Adverse Selection and Informed Trading
12. Easley, D., Lopez de Prado, M. M., and O'Hara, M. (2012). "Flow Toxicity and Liquidity in a High-Frequency World." Review of Financial Studies, 25(5), 1457–1493.
Introduces the VPIN (Volume-Synchronized Probability of Informed Trading) metric, which estimates the fraction of toxic (informed) order flow in real time. Originally developed for equity markets but directly applicable to prediction markets. The paper also demonstrates VPIN's ability to predict liquidity crises.
13. Glosten, L. R. (1994). "Is the Electronic Open Limit Order Book Inevitable?" Journal of Finance, 49(4), 1127–1161.
Examines competition between market makers and limit order books. Argues that under certain conditions, an open limit order book dominates a specialist system. Relevant for understanding why some prediction markets use order books while others use AMMs.
14. Budish, E., Cramton, P., and Shim, J. (2015). "The High-Frequency Trading Arms Race: Frequent Batch Auctions as a Market Design Response." Quarterly Journal of Economics, 130(4), 1547–1621.
Analyzes how speed advantages create adverse selection in modern markets and proposes frequent batch auctions as an alternative to continuous-time limit order books. The insights about latency-driven adverse selection apply to prediction markets with API-based trading.
Automated Market Makers and DeFi
15. Adams, H., Zinsmeister, N., et al. (2021). "Uniswap v3 Core." Uniswap Labs White Paper.
Describes the concentrated liquidity mechanism used in Uniswap v3, which allows liquidity providers to focus capital within specific price ranges. This innovation is directly relevant to prediction market AMMs, where LPs want to provide liquidity only near the current probability estimate.
16. Angeris, G. and Chitra, T. (2020). "Improved Price Oracles: Constant Function Market Makers." Proceedings of the 2nd ACM Conference on Advances in Financial Technologies.
Provides a rigorous analysis of constant-function market makers (CFMMs), including conditions under which they accurately track reference prices. Important for understanding the theoretical properties of AMM-based prediction markets.

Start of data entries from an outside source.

PR #907, opened 2025-08-13
Add IdGenerator to JsonlReader + IdGenerator tests / write_to_disk / from_disk

praateekmahajan:
## Description

This pull request introduces significant improvements to the 
- deduplication ID generator, 
- enhances test reliability via a shared Ray cluster
- adds new features to the JSONL reader stages for ID assignment and generation. 

**Deduplication ID generator improvements:**

* Refactored `IdGenerator` into a base class (`IdGeneratorBase`) and a Ray actor, added disk persistence methods (`to_disk`, `from_disk`), and provided utility functions to create, retrieve, and kill the ID generator actor. This enables robust state management and easier testing. 
* Updated `minhash.py` to use the new `get_id_generator_actor` function for improved actor management and testability. [[1]](diffhunk://#diff-2975d744dc9a860628d2f157d99c56c22f4796d14ce05c449b8fbb6ba8796412L11-R11) [[2]](diffhunk://#diff-2975d744dc9a860628d2f157d99c56c22f4796d14ce05c449b8fbb6ba8796412L257-R256)

**JSONL reader enhancements:**

* Added `_generate_ids` and `_assign_ids` options to `JsonlReader` and `JsonlReaderStage`, with corresponding logic to generate or assign deduplication IDs using the ID generator actor when reading data. These features are currently only supported with the pandas backend. 

**Test infrastructure improvements:**

* Introduced a shared Ray cluster fixture (`shared_ray_cluster`) for all deduplication stage tests, improving performance and resource utilization while ensuring proper isolation.
* Refactored MinHashStage tests to use the new shared Ray client and ID generator management, simplifying setup and teardown while ensuring actor cleanup. 

**CI configuration:**

* Updated the CI workflow to ignore deduplication stage tests in coverage and test runs for CPU jobs, streamlining test execution.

17. Milionis, J., Moallemi, C. C., Roughgarden, T., and Zhang, A. L. (2022). "Automated Market Making and Loss-Versus-Rebalancing." Working Paper.
Introduces the concept of "loss-versus-rebalancing" (LVR) as a more precise characterization of LP losses in AMMs. LVR measures the cost of providing liquidity against arbitrageurs and is the AMM analog of adverse selection in traditional market making.
Practical Market Making
18. Cartea, A., Jaimungal, S., and Penalva, J. (2015). Algorithmic and High-Frequency Trading. Cambridge University Press.

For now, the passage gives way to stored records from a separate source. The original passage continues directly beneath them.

PR #912, opened 2025-08-15
[SemDedup] Add KMeans

praateekmahajan:
## TODO: Fill description

For now reviewer can look at `TestKMeansStageIntegration` inside test_kmeans, which creates a pipeline and runs it, and then work backwards.

Major improvements over dask implementation is, assuming enough GPU memory we'll never run into the cudf 2bn row limit. 

## Usage

```python
```
## Checklist


ray-curator/ray_curator/backends/internal/raft/ray_comms.py
```diff
@@ -58,7 +58,7 @@ def __init__(
 
     def __del__(self) -> None:
         if self.nccl_initialized:
-            self.destroy()
+            self.nccl_initialized = False
```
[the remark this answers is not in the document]
praateekmahajan: @ayushdg any thoughts? It seems like self.destroy isn't defined in the og example here either https://github.com/rapidsai/ray-rapids/blob/51a9ffecb53fcdad34fb522e7637d4ce98947584/rapids-experiments/ray_comms.py#L67-L69

ray-curator/ray_curator/stages/deduplication/semantic/kmeans.py
```diff
@@ -0,0 +1,371 @@
...
+        verbose: bool = False,
+        max_iter: int = 300,
+        tol: float = 1e-4,
+        random_state: int = 42,
+        init: Literal["k-means||", "random"] | np.ndarray = "k-means||",
+        n_init: int | Literal["auto"] = 1,
+        oversampling_factor: float = 2.0,
+        max_samples_per_batch: int = 1 << 15,
+        # I/O args
+        read_kwargs: dict[dict] | None = None,
```
VibhuJawa, line 53: Perfect, I also independently ended up aligning on read_kwargs . Not the bext name but at least we are all being consistent.  


https://github.com/NVIDIA-NeMo/Curator/pull/918/files#diff-d037626ba7459ddf25e54ad344bd6bf37de9f5a8c85ff1f530c35c758afa1da1R48

ray-curator/ray_curator/stages/deduplication/semantic/kmeans.py
```diff
@@ -0,0 +1,371 @@
...
+# Column names
+L2_DIST_TO_CENT_COL = "l2_dist_to_cent"
+COSINE_DIST_TO_CENT_COL = "cosine_dist_to_cent"
+
+FILETYPE_TO_EXTENSIONS = {
+    "parquet": [".parquet"],
+    "jsonl": [".jsonl", ".json"],
+}
+# Create a flat extension -> filetype mapping
+EXTENSION_TO_FILETYPE = {ext: filetype for filetype, exts in FILETYPE_TO_EXTENSIONS.items() for ext in exts}
```
VibhuJawa: Create a util for this and put it in file utils please , we will all use from this and ensure consitent matching

ray-curator/ray_curator/stages/deduplication/semantic/utils.py
```diff
@@ -0,0 +1,61 @@
...
+    """Break parquet files into groups to avoid cudf 2bn row limit."""
+    if embedding_dim is None:
+        # Default aggressive assumption of 1024 dimensional embedding
+        embedding_dim = 1024
+
+    cudf_max_num_rows = 2_000_000_000  # cudf only allows 2bn rows
+    cudf_max_num_elements = cudf_max_num_rows / embedding_dim  # cudf considers each element in an array to be a row
+
+    import pyarrow.parquet as pq
+    from fsspec.parquet import open_parquet_file
```
VibhuJawa: Lets import please at top, these are light enough and also move this to file utils. 

Like we are doing this for list column but might want to do it for other columns too etc so better to make it generic

ray-curator/ray_curator/stages/deduplication/semantic/kmeans.py
```diff
@@ -0,0 +1,371 @@
...
+        if not file_extensions:
+            msg = f"Unsupported filetype: {self.input_filetype}"
+            raise ValueError(msg)
+
+        return [
+            FilePartitioningStage(
+                file_paths=self.input_path,
+                file_extensions=file_extensions,
+                files_per_partition=1,  # We set this to one, and then the RaftActor will break it up into smaller groups
+            ),
```
VibhuJawa, line 343: I wonder if we should pass storage options here in FilePartitioningStage. 

I passed it here: 

https://github.com/NVIDIA-NeMo/Curator/pull/918/files#diff-6ec921fa8f277a57d283334f28937023416eb1c0318c72899fc6490f5a3a3989R172

ray-curator/ray_curator/backends/experimental/ray_actor_pool/executor.py
```diff
@@ -180,18 +182,31 @@ def _process_stage_with_pool(
             List of processed Task objects
         """
         stage_batch_size: int = ray.get(actor_pool._idle_actors[0].get_batch_size.remote())
+        if _stage.ray_stage_spec().get(RayStageSpecKeys.IS_RAFT_ACTOR, False):
+            # For a raft stage we want to make sure we have as many tasks as there are actors
+            if stage_batch_size is not None:
+                logger.warning(
+                    f"Stage {_stage.name} is a RAFT stage but has a batch size of {stage_batch_size}. Ignoring batch size."
+                )
+            stage_batch_size = math.ceil(len(tasks) / len(actor_pool._idle_actors))
```
ayushdg: Assuming 11 tasks and 5 actors the math will come out to `stage_batch_size=3` and we'll end up with 4 batches instead of 5 which can be problematic.
Happy to address this here or on my followup in #915 which strictly requires `num_tasks=num_actors` rather than `num_tasks<=num_actors`

ray-curator/ray_curator/stages/deduplication/semantic/kmeans.py
```diff
@@ -0,0 +1,371 @@
...
+
+        if not tasks:
+            return []
+
+        # Collect all files from all tasks
+        all_files = [file for task in tasks for file in task.data]
+
+        # Get filetype from file extension
+        filename = all_files[0]
+        filetype = next((EXTENSION_TO_FILETYPE[ext] for ext in EXTENSION_TO_FILETYPE if filename.endswith(ext)), None)
```
VibhuJawa: Lets do it via a util here

ray-curator/tests/stages/deduplication/semantic/test_kmeans.py
```diff
@@ -0,0 +1,498 @@
...
+
+        # Run single-GPU baseline for this test
+        single_gpu_assignments = run_single_gpu_baseline(self.input_dir, file_format=self.file_format)
+        # Read the multi-gpu output data
+        multi_gpu_assignments = (
+            cudf.read_parquet(self.output_dir).sort_values("id", ignore_index=True)["centroid"].to_numpy()
+        )
+
+        # Compare results with multi-GPU baseline
+        from sklearn.metrics import adjusted_rand_score
```
VibhuJawa: Move it on top

VibhuJawa (changes requested):
Took a initial look, mostly looks good.

ray-curator/ray_curator/backends/internal/raft/ray_comms.py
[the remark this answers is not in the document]
ayushdg: I think it's remnants of the core class here: https://github.com/rapidsai/raft/blob/branch-25.10/python/raft-dask/raft_dask/common/comms.py. 

We can explore readding all the cleanup functions in a followup if needed.

ray-curator/ray_curator/stages/deduplication/semantic/kmeans.py
```diff
@@ -0,0 +1,371 @@
...
+from loguru import logger
+
+# Column names
+L2_DIST_TO_CENT_COL = "l2_dist_to_cent"
+COSINE_DIST_TO_CENT_COL = "cosine_dist_to_cent"
+
+FILETYPE_TO_EXTENSIONS = {
+    "parquet": [".parquet"],
+    "jsonl": [".jsonl", ".json"],
+}
```
sarahyurick: Could this be useful in a shared `utils.py` or `constants.py` file?

ray-curator/ray_curator/stages/deduplication/semantic/kmeans.py
```diff
@@ -0,0 +1,371 @@
...
+            # Create result task for this subgroup
+            results.append(
+                _EmptyTask(
+                    task_id=output_filename,
+                    dataset_name=f"kmeans_group_{i}",
+                    _metadata=None,
+                    _stage_perf=[],
+                    data=None,
+                )
+            )
```
sarahyurick, line 217: What am I missing here? Why not return a `FileGroupTask` instead?

ray-curator/ray_curator/stages/deduplication/semantic/kmeans.py
```diff
@@ -0,0 +1,371 @@
...
+        n_clusters (int): The number of clusters to create.
+        id_field (str): The column name of the id column.
+        embedding_field (str): The column name of the embedding column.
+        input_path (str | list[str]): The path to the input directory.
+        output_path (str): The path to the output directory.
+        metadata_fields (list[str] | None): The columns to keep in the output. These columns can be used later to prioritize deduplication.
+        verbose (bool): Whether to print verbose output.
+        embedding_dim (int | None): The dimension of the embedding. This helps us read data into smaller chunks.
+        input_filetype (Literal["jsonl", "parquet"]): The type of the input file
+        input_file_extensions (list[str] | None): The file extensions of the input files. If not provided, we will infer it from the filetype.
```
sarahyurick:
```suggestion
```
Not a listed parameter.

ray-curator/ray_curator/backends/experimental/ray_actor_pool/executor.py
praateekmahajan: Good catch, I think for the RAFT actor stage we can do 
`task_batches = [batch.tolist() for batch in np.array_split(tasks, num_actors) if len(batch) > 0]`
which will in your e.g. return `3,2,2,2,2` len batches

A comprehensive textbook on algorithmic trading with strong coverage of optimal market making. Chapters 10–11 develop the Avellaneda-Stoikov model in detail and extend it to various practical settings. The mathematical treatment is rigorous but accessible to readers with a quantitative background.
19. Guant, O., Lehalle, C.-A., and Fernandez-Tapia, J. (2012). "Optimal Portfolio Liquidation with Limit Orders." SIAM Journal on Financial Mathematics, 3(1), 740–764.

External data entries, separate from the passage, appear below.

PR #915, opened 2025-08-18
Add Connected components

ayushdg:
## Description

This PR adds a connected component stage which leverages RAFT actors for comms.
Key difference vs the previous implementation:
1. Avoiding encoding, joins & edgelist drop duplicates
  a. The current implementation can avoid those joins/merges since we use integer IDs now. Additionally it also pushes duplicate edge removal and renumbering (supported for ints) down to the libcugraph layer.
2. Uses pylibcugraph's MGGraph directly instead of dask cugraph. In a followup (post 25.08 dependencies) all references to cugraph will be replaced with pylibcugraph.

Benchmark results:

Dataset - Edgelist generated from 1.4TB common crawl snapshot going through dedup.
Dask Version - 60s
Current Ray version - 28-32s + result shuffle time (will be implemented in a followup PR)

## Usage

```python
```
## Checklist


ray-curator/ray_curator/stages/deduplication/fuzzy/connected_components.py
```diff
@@ -0,0 +1,209 @@
...
+        dfs = []
+        for input_file in input_files:
+            dfs.append(self.read_parquet(input_file, columns=edgelist_columns, **self.read_kwargs))
+        df = cudf.concat(dfs)
+        # remove duplicate edges
+        df = df.drop_duplicates(subset=edgelist_columns, ignore_index=True)
+        vertices, labels = self.weakly_connected_components(df, self.source_column, self.destination_column)
+        df = cudf.DataFrame()
+        df[CURATOR_DEDUP_ID_STR] = vertices
+        df["_duplicate_group_id"] = labels
```
sarahyurick: Maybe we would want to store column names like this in a `constants.py` file somewhere?

ray-curator/ray_curator/stages/deduplication/fuzzy/connected_components.py
```diff
@@ -0,0 +1,209 @@
...
+        Args:
+            output_dir: The directory to write the resulting connected components to.
+            source_column: The column name containing the document ids of the source of the edge.
+            destination_column: The column name containing the document ids of the destination of the edge.
+            read_kwargs: Keyword arguments to pass for reading the input files.
+            write_kwargs: Keyword arguments to pass for writing the output files.
+        """
+        # Initialize parent classes
+        ProcessingStage.__init__(self)
+        DeduplicationIO.__init__(self, id_generator=None)
```
praateekmahajan: Do we need these? Or should super().__init__ take care? I notice my Kmeans doesn't have either :sus:

ray-curator/ray_curator/stages/deduplication/fuzzy/connected_components.py
```diff
@@ -0,0 +1,209 @@
...
+
+        self.source_column = source_column
+        self.destination_column = destination_column
+        self.read_kwargs = read_kwargs if read_kwargs is not None else {}
+        self.write_kwargs = write_kwargs if write_kwargs is not None else {}
+
+        self._name = self.__class__.__name__
```
praateekmahajan, line 61: Why this vs just "ConnectedComponents"?

ray-curator/ray_curator/stages/deduplication/fuzzy/connected_components.py
```diff
@@ -0,0 +1,209 @@
...
+        self._batch_size = None
+
+        # Handle output directory cleanup logic
+        self.output_fs = get_fs(output_dir, self.write_kwargs.get("storage_options", {}))
+        self.output_dir = self.output_fs.sep.join([output_dir, self.name])
+        if is_not_empty(self.output_dir, self.output_fs):
+            logger.warning(f"Output directory {self.output_dir} is not empty. Deleting it.")
+            delete_dir(self.output_dir, self.output_fs)
+        self.output_fs.mkdirs(self.output_dir, exist_ok=True)
+
```
praateekmahajan: Can you move this to a file_utils? I could also use it in kmeans / pairwise

ray-curator/ray_curator/stages/deduplication/fuzzy/connected_components.py
```diff
@@ -0,0 +1,209 @@
...
+        dg = cugraph.Graph(directed=False)
+
+        src_array = df[src_col]
+        dst_array = df[dst_col]
+
+        rhandle = ResourceHandle(self._raft_handle.getHandle())
+
+        graph_props = GraphProperties(
+            is_multigraph=False,  # dg.properties.multi_edge (what is multi_edge)
```
praateekmahajan: what's the comment?

ray-curator/ray_curator/stages/deduplication/fuzzy/connected_components.py
VibhuJawa: I think i have not seen it at other places too .  :suspect:

ray-curator/ray_curator/stages/deduplication/fuzzy/connected_components.py
```diff
@@ -0,0 +1,209 @@
...
+
+if TYPE_CHECKING:
+    from ray_curator.backends.base import WorkerMetadata
+
+
+class ConnectedComponentsStage(ProcessingStage[FileGroupTask, FileGroupTask], DeduplicationIO):
+    def __init__(
+        self,
+        output_dir: str,
+        source_column: str = f"{CURATOR_DEDUP_ID_STR}_x",
```
praateekmahajan, line 42: column or field?

ray-curator/ray_curator/stages/deduplication/fuzzy/connected_components.py
```diff
@@ -0,0 +1,209 @@
...
+            Columns to read from input file
+        """
+        input_files = []
+        for task in tasks:
+            input_files.extend(task.data)
+        output_file = self.output_fs.sep.join([self.output_dir, f"{tasks[0].task_id}.parquet"])
+        edgelist_columns = [self.source_column, self.destination_column]
+        dfs = []
+        for input_file in input_files:
+            dfs.append(self.read_parquet(input_file, columns=edgelist_columns, **self.read_kwargs))
```
praateekmahajan, line 181: Won't this be much slower than just doing `self.read_parquet(input_files)`? Why are we reading 1 by 1? Some memory thing I assume, if so how much is it, can you share? I might need to be mindful too.
FWIW I'm reading like ~300 files at a time using read_parquet and that's been fine, the biggest bottleneck has been the write_parquet step which seems to have way more of a memory overhead. see https://nvidia.slack.com/archives/CCWT6NJ0K/p1747335283494139

ray-curator/ray_curator/stages/deduplication/fuzzy/connected_components.py
```diff
@@ -0,0 +1,209 @@
...
+        df = cudf.concat(dfs)
+        # remove duplicate edges
+        df = df.drop_duplicates(subset=edgelist_columns, ignore_index=True)
+        vertices, labels = self.weakly_connected_components(df, self.source_column, self.destination_column)
+        df = cudf.DataFrame()
```
praateekmahajan: any opinions on lining and using a new variable?

```python
del df
output_df = cudf.DataFrame({CURATOR_DEDUP_ID_STR : verticies, _duplicate_group_id : labels})
```

ray-curator/ray_curator/stages/deduplication/fuzzy/connected_components.py
praateekmahajan: We had something like this here

https://github.com/ayushdg/ray-curator/blob/92d1280010e9953ef8c602ea9441aaf9fecfddeb/ray_curator/utils/file_utils.py#L63C5-L76

FWIW s3's mkdirs doesn't work IIRC, which is why the code above has `fs.touch(os.path.join(dir_path, ".empty"))`

ray-curator/ray_curator/stages/deduplication/fuzzy/connected_components.py
```diff
@@ -0,0 +1,209 @@
...
+        for task in tasks:
+            input_files.extend(task.data)
+        output_file = self.output_fs.sep.join([self.output_dir, f"{tasks[0].task_id}.parquet"])
+        edgelist_columns = [self.source_column, self.destination_column]
+        dfs = []
+        for input_file in input_files:
+            dfs.append(self.read_parquet(input_file, columns=edgelist_columns, **self.read_kwargs))
+        df = cudf.concat(dfs)
+        # remove duplicate edges
+        df = df.drop_duplicates(subset=edgelist_columns, ignore_index=True)
```
VibhuJawa, line 184: Don't we drop multi edges  here , is it internal to do it twice in cuDF and hand off layer ?

```
        drop_multi_edges=True
```

VibhuJawa (commented):
Mostly looks good, had a question about 2 drop duplicates

ray-curator/ray_curator/stages/deduplication/fuzzy/connected_components.py
VibhuJawa: Best guess: 

https://github.com/rapidsai/cugraph/blob/84db1a5f79bb3355f3425f53e8264ac87e0940d1/cpp/include/cugraph/graph_generators.hpp#L421

ray-curator/ray_curator/stages/deduplication/fuzzy/connected_components.py
ayushdg: I've generally been following the convention of naming this `MinHashStage, LSHStage etc.` instead of just ConnectedComponents or LSH. I haven't looked at the other stage names in too much detail but don't have strong opinions. Happy to have it be ConnectedComponents

ray-curator/ray_curator/stages/deduplication/fuzzy/connected_components.py
ayushdg: Agreed. I'll do this in the followup composite stage for dedup

ray-curator/ray_curator/stages/deduplication/fuzzy/connected_components.py
ayushdg: `super.init()` would fail since any args/kwargs passed would be propagated to both parents. And if the parent is expecting/not expecting a kwarg it receives it will error out. The alternative is to call the super of each parent separately.

In this case it I realize that I can omit since we don't need to call parent's init methods at all.

ray-curator/ray_curator/stages/deduplication/fuzzy/connected_components.py
ayushdg: The drop multi-edge here is doing it at the partition level before handing off to cugraph. 
Cugraph will handle dropping multi edges at the global graph level. Main motivation for adding this call is to reduce the data being passed to cugraph in case there's some global memory overhead from cugraphs drop multi-edge impl.

ray-curator/ray_curator/stages/deduplication/fuzzy/connected_components.py
ayushdg: It is much slower but comes with lower memory overhead. 
Here are results from reading a 8GB dataset split into 128 files.

```python
def read_one_at_a_time(files):
    dfs = []
    for file in files:
        dfs.append(cudf.read_parquet(file))
    df = cudf.concat(dfs, ignore_index=True)
    del(dfs)
    return df

def read_all(files):
    return cudf.read_parquet(files)
```

```
Read All: ~1s, 30GB peak memory usage
Read one at a time: ~9s, 16GB peak memory usage
```

ray-curator/ray_curator/stages/deduplication/fuzzy/connected_components.py
VibhuJawa: Sounds good.

ray-curator/ray_curator/stages/deduplication/fuzzy/connected_components.py
ayushdg: Based on the comments here: https://github.com/fsspec/s3fs/issues/401 mkdirs is a no-op for s3 which is fine since directly writing out to a path without making directories is allowed. I don't think a `touch` is needed in this case.

ayushdg: Moved the boilerplate to a util

ray-curator/ray_curator/stages/deduplication/fuzzy/connected_components.py
ayushdg: Updated. For context most cugraph examples set `is_multigraph=dg.properties.multi_edge` however here we just set it False. Our graph doesn't need more than one edge between the same pair of docs, we want to drop duplicate edges anyway.

ray-curator/ray_curator/stages/deduplication/fuzzy/connected_components.py
ayushdg: Will standardize in a followup since there's some ongoing discussion

ray-curator/ray_curator/utils/file_utils.py
```diff
@@ -61,6 +62,29 @@ def delete_dir(
...
+def create_or_overwrite_dir(
+    path: str, fs: fsspec.AbstractFileSystem | None = None, storage_options: dict[str, str] | None = None
+) -> None:
+    """
+    Creates a directory if it does not exist and overwrites it if it does.
+    Warning: This function will delete all files in the directory if it exists.
+    """
+    if fs is None and storage_options is None:
+        err_msg = "fs or storage_options must be provided"
+        raise ValueError(err_msg)
```
praateekmahajan, line 74: I noticed all our functions have this check, but I guess isn't it fine if both are None? In that case it should just goto fs = get_fs(path, storage_options=None) which should return LocalFileSystem

praateekmahajan (approved):
LGTM, except the minor nit on how we read pq files.

ray-curator/ray_curator/stages/deduplication/fuzzy/connected_components.py
```diff
@@ -0,0 +1,203 @@
...
+            raise ValueError(msg)
+
+        self._setup_post()
+
+    def ray_stage_spec(self) -> dict[str, Any]:
+        return {
+            RayStageSpecKeys.IS_RAFT_ACTOR: True,
+        }
+
+    def __get_2D_div(self, ngpus: int) -> tuple[int, int]:  # noqa: N802
```
praateekmahajan, line 82: why `__`?

ray-curator/ray_curator/stages/deduplication/fuzzy/connected_components.py
```diff
@@ -0,0 +1,203 @@
...
+
+        self.source_column = source_column
+        self.destination_column = destination_column
+        self.read_kwargs = read_kwargs if read_kwargs is not None else {}
+        self.write_kwargs = write_kwargs if write_kwargs is not None else {}
+
+        self._name = self.__class__.__name__
+        self._resources = Resources(cpus=1.0, gpus=1.0)
+        self._batch_size = None
+
```
praateekmahajan, line 64: idk if you need to use `check_disallowed_args` here to enshure read_args / write_args don't have a param that you can't allow

ray-curator/ray_curator/utils/file_utils.py
VibhuJawa: +1, We should probably allow this function to work for local file systems too (and if it does) we have to allow  this to go through.

ray-curator/ray_curator/stages/deduplication/fuzzy/connected_components.py
ayushdg: Keeping the same convention as the source from cugraph where I adapted this from.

Addresses the problem of optimally liquidating a position using limit orders—a problem faced by market makers when they need to unwind accumulated inventory. The solution involves posting increasingly aggressive orders as the deadline approaches, a strategy directly applicable to prediction markets approaching resolution.
20. Spooner, T., Fearnley, J., Savani, R., and Koukorinis, A. (2018). "Market Making via Reinforcement Learning." Proceedings of the 17th International Conference on Autonomous Agents and Multiagent Systems (AAMAS).
Applies deep reinforcement learning to the market-making problem, showing that learned policies can outperform analytical solutions in realistic environments. An interesting direction for prediction market makers who want to adapt to complex, non-stationary conditions without explicitly modeling every aspect of the environment.